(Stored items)
[Start of section]

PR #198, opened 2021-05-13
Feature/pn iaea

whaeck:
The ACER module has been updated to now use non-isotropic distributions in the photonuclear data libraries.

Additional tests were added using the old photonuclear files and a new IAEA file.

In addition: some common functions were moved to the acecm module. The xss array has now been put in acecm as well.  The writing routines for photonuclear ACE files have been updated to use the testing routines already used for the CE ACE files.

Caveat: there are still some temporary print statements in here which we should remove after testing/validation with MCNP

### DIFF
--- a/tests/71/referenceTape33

[End of section]
[Start of section]

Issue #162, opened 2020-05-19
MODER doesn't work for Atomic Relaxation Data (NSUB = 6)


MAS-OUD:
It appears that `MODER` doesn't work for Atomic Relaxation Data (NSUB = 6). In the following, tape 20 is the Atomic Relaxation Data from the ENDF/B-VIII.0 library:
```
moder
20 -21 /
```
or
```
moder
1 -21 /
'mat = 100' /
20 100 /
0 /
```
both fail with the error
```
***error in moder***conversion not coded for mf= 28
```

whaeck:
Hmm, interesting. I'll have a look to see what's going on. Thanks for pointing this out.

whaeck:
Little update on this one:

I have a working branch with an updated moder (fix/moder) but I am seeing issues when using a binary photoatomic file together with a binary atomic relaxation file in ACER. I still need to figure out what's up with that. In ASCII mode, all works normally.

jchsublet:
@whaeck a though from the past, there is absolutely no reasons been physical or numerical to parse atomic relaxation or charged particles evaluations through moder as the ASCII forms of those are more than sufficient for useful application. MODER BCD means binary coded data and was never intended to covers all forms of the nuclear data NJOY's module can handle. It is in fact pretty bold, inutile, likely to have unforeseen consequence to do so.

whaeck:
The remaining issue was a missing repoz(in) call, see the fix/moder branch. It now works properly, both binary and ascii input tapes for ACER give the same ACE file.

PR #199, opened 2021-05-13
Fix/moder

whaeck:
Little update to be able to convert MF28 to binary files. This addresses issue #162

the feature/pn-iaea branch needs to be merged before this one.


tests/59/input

[End of section]
[Start of section]

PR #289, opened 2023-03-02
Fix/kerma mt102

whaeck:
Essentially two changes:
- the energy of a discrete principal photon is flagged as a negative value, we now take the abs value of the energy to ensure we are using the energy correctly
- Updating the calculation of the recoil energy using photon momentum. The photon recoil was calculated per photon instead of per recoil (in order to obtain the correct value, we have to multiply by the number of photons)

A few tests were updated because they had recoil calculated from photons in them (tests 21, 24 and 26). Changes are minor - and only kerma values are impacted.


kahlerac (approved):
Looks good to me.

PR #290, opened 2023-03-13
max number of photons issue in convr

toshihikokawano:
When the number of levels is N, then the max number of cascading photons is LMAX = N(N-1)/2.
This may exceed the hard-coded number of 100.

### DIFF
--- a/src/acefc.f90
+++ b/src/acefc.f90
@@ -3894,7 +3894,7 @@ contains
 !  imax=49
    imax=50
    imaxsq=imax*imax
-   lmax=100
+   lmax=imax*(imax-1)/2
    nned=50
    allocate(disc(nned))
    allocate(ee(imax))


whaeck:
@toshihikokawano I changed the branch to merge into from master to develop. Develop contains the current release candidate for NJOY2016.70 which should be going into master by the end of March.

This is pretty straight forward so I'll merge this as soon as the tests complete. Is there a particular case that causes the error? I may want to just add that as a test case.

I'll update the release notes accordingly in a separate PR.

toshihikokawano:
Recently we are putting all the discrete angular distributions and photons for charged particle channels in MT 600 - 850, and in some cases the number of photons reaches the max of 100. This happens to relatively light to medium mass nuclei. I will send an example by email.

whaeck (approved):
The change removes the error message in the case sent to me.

[End of section]

— Exercise aim —
There is a run of lines above from the one with "PR #198, opened 2021-05-13" to the one with "--- a/tests/71/referenceTape33"; print exactly that run, both ends included, and nothing else.

— Answer area —
PR #198, opened 2021-05-13
Feature/pn iaea

whaeck:
The ACER module has been updated to now use non-isotropic distributions in the photonuclear data libraries.

Additional tests were added using the old photonuclear files and a new IAEA file.

In addition: some common functions were moved to the acecm module. The xss array has now been put in acecm as well.  The writing routines for photonuclear ACE files have been updated to use the testing routines already used for the CE ACE files.

Caveat: there are still some temporary print statements in here which we should remove after testing/validation with MCNP

### DIFF
--- a/tests/71/referenceTape33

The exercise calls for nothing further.